*EXERCISE*. Wherever "parsed" occurs in the entries, copy the line that holds it.

(INPUT DATA begins)

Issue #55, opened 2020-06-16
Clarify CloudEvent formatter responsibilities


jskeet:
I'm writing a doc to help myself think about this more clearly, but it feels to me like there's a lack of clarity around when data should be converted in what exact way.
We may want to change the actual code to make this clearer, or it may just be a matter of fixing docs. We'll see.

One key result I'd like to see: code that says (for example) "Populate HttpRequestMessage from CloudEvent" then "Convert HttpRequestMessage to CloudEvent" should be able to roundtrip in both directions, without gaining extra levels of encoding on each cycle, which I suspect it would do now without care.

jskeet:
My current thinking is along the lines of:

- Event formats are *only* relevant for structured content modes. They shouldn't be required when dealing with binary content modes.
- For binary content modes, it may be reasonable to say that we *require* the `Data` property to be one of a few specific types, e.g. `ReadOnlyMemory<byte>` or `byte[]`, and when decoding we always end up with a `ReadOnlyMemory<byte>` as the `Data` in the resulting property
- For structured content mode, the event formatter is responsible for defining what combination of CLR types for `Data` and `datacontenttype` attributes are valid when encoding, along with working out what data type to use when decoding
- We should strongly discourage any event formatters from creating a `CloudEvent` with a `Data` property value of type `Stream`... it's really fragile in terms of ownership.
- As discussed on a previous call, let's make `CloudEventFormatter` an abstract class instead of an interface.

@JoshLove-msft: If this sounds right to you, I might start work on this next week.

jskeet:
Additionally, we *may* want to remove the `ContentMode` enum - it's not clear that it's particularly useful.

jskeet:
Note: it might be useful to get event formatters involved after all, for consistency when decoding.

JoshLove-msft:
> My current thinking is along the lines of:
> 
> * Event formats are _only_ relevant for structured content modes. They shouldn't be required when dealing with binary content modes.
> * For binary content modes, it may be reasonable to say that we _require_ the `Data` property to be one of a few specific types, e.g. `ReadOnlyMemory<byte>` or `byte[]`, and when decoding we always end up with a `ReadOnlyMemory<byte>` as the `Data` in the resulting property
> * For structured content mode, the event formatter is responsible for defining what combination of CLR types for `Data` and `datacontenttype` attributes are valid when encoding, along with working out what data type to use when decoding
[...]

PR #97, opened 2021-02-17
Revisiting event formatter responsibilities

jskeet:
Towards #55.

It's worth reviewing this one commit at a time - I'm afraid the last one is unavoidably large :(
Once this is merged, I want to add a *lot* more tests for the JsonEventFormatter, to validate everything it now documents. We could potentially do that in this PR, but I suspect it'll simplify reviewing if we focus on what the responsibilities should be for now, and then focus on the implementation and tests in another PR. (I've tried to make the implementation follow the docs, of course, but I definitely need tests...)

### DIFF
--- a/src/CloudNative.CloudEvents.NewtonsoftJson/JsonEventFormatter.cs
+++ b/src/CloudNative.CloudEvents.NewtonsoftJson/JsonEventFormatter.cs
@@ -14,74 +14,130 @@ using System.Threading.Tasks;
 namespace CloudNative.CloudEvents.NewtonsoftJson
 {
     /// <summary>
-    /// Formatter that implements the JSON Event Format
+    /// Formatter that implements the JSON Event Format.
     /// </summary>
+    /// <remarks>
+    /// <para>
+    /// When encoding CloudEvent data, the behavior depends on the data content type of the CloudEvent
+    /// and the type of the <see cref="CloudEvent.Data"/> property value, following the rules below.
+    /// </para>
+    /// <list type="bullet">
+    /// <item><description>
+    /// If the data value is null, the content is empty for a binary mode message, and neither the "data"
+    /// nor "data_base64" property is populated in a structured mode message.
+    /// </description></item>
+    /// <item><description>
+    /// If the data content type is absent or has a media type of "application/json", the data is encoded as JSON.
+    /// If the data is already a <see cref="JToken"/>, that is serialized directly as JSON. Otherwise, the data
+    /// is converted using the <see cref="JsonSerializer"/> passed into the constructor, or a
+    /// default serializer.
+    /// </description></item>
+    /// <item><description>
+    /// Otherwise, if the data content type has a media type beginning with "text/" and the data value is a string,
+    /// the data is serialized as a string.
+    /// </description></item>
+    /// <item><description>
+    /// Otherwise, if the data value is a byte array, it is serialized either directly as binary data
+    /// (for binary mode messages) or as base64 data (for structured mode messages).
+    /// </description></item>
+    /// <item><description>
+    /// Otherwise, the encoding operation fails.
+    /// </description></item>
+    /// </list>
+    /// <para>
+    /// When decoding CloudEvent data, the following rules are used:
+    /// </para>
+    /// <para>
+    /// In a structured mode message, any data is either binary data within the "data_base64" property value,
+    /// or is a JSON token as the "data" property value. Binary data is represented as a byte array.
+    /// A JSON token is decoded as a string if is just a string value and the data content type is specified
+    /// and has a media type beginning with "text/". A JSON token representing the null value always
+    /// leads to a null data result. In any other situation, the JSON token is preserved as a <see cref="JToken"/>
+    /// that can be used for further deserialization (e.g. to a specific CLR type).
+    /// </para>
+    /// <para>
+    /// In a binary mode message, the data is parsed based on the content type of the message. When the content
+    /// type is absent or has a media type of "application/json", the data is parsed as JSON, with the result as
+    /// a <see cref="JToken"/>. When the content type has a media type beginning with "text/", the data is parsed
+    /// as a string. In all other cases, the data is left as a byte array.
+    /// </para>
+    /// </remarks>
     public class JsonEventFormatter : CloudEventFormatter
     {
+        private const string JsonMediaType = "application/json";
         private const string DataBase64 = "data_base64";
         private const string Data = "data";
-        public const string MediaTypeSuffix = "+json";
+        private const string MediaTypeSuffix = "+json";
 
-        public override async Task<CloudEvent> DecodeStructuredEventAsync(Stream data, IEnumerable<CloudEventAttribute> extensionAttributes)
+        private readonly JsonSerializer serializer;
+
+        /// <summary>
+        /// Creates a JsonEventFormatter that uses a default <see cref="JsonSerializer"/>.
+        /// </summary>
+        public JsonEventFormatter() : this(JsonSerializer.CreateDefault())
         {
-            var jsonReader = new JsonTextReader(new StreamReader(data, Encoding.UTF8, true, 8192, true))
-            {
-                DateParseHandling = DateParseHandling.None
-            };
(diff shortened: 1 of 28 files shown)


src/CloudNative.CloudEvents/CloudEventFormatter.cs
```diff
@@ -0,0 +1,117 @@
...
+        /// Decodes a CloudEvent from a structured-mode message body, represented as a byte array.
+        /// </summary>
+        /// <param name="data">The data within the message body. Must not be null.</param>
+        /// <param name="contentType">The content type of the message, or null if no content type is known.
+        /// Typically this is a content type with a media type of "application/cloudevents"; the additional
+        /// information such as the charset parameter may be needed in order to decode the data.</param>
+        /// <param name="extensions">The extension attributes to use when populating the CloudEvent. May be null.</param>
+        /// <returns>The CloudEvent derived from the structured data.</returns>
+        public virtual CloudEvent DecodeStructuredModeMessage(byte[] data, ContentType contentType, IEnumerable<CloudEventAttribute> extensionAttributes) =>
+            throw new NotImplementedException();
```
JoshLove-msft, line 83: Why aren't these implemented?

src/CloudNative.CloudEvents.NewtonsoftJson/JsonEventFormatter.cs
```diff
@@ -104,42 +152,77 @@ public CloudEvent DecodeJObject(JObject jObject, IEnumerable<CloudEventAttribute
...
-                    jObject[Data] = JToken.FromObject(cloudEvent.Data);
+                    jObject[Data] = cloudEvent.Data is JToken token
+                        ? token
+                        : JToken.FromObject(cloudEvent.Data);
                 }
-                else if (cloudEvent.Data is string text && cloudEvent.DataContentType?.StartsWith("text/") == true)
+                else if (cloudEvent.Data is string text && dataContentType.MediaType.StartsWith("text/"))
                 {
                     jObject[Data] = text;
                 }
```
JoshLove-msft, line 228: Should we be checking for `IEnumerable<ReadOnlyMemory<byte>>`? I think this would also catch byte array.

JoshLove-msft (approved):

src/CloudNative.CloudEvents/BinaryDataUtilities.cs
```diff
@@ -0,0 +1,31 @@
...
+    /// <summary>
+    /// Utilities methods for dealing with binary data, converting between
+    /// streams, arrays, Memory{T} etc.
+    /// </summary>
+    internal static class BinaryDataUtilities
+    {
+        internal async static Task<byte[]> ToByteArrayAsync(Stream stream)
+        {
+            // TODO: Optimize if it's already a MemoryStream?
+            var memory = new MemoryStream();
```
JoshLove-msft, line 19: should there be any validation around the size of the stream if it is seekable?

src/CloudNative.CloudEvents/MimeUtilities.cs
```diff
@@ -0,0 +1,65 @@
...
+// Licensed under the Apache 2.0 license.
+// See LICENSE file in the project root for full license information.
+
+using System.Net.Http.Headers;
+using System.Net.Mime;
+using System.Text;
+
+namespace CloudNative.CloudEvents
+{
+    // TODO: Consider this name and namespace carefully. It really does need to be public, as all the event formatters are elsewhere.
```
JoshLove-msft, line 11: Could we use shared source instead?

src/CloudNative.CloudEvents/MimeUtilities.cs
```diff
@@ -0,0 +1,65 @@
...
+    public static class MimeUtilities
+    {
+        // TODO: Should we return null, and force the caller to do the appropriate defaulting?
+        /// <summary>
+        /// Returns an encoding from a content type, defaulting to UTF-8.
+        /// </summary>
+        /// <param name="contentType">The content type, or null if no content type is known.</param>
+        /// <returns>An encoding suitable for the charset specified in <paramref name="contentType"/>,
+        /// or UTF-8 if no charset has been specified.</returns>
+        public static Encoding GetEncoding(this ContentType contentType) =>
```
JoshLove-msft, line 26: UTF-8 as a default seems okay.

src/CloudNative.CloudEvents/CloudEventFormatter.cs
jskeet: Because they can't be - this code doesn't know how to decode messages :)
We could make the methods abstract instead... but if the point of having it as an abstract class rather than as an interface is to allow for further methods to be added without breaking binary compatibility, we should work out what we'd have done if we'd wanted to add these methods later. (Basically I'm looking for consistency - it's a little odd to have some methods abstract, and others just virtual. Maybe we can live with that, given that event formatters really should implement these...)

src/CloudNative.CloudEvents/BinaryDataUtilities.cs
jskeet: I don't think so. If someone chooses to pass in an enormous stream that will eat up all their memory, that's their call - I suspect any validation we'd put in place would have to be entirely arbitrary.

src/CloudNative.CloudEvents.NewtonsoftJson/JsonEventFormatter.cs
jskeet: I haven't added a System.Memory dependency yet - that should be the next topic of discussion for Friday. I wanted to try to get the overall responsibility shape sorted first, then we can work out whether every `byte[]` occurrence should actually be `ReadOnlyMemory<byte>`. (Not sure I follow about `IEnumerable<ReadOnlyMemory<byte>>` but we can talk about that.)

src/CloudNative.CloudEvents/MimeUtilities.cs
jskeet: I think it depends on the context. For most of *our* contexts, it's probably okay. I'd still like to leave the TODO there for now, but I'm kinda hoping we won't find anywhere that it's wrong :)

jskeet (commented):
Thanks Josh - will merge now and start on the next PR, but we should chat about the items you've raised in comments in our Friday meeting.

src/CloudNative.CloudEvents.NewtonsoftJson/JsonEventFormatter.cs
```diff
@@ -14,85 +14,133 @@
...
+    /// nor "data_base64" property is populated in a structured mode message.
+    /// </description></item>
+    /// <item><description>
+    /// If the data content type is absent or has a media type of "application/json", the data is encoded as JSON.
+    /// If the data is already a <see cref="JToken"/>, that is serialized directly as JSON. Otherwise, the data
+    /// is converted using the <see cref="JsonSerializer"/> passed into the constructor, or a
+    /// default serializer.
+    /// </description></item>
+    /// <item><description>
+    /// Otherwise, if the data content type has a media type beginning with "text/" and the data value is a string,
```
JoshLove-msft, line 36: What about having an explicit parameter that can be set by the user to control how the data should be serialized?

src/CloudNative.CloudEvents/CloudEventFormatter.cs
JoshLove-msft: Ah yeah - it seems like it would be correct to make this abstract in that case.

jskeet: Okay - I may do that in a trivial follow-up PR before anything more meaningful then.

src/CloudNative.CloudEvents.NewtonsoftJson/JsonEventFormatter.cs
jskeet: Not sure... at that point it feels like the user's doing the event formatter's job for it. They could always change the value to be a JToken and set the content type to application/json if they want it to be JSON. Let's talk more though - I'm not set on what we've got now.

(INPUT DATA ends)

*EXPECTED ANSWER*.
+    /// In a binary mode message, the data is parsed based on the content type of the message. When the content
+    /// type is absent or has a media type of "application/json", the data is parsed as JSON, with the result as
+    /// a <see cref="JToken"/>. When the content type has a media type beginning with "text/", the data is parsed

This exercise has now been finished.